There are admittedly a few gameplay differences, too.  You remember that Energy Tank hidden in Magmoor Caverns where you had to do multilpe bomb jumps to reach (and if you failed, it's into the lava for you because your bombs broke the floor panels) ?  That puzzle's now a cinch with the "Spring Ball" feature.

On the other hand, I have a helluva hard time nailing those pesky Defense Turrets, and bosses like Thardus and Omega Pirate still retain their multiple lock-on points.


----------



## DragonRift (Sep 8, 2009)

Stratadrake said:


> That is unfortunately noticeable especially since the matching sound effect is still present.  Probably had to do with space limitations -- Retro is stuffing _three games_ onto a single Wii disc here!



Okay, let's say they WERE running out of room, even though that's not the case, since a Wii disc can hold data that can swallow 7 GameCube discs.

Has anyone EVER complained about multi-disc packages?  If they really had to fight for space, they could have easily made the game a 3-disc bundle, and not a single gamer would have batted an eyelash.  Three games?  Three discs?  That  would be completely 100% understandable.

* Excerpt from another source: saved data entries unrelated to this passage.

PR #166, opened 2020-02-07
Added support for nanopb

joaquimjmsilva:
This PR adds support for nanopb protoc plugin.
https://jpa.kapsi.fi/nanopb/

Nanopb is a plain-C implementation that targets microcontrollers with tight memory constraints.

### DIFF
--- a/Dockerfile
+++ b/Dockerfile
@@ -9,6 +9,7 @@ FROM golang:$go-alpine$alpine AS build
 ARG grpc
 ARG grpc_java
 ARG grpc_web=1.0.7
+ARG nanopb=0.4.1
 
 RUN set -ex && apk --update --no-cache add \
     bash \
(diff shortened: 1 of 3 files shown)


Dockerfile
```diff
@@ -70,7 +76,10 @@ RUN set -ex && apk --update --no-cache add \
     libc6-compat \
     ca-certificates \
     nodejs \
-    nodejs-npm
+    nodejs-npm \
+    python \
+    py2-pip && \
+    pip install protobuf
```
ido-namely, line 82: can you explain why the python packages are necessary?
does the plugin require them? because looking at the download page it seems like all the dependencies are included, no?

Additionally, I wonder if we should specify the version of this packages.

ido-namely (commented):
@joaquimjmsilva thank you for this contribution, apologies for the major delay in our response.

If you're still interested in seeing this PR merged, will you mind adding tests?

Thanks again, much appreciated!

But like it was pointed out in an earlier reply, space limitation was not an issue.  It could be one of two possibilities:  

1.  Retro didn't take the extra time to repolish the graphical effects, just so they could meet the August deadline.  This is the most likely, since developers in the past have been known to fuck things up due to not delaying the release LIKE THEY SHOULD when the game isn't quite yet up to standards.  Retro could have simply delayed it to November and still made it in time to make Holiday sales.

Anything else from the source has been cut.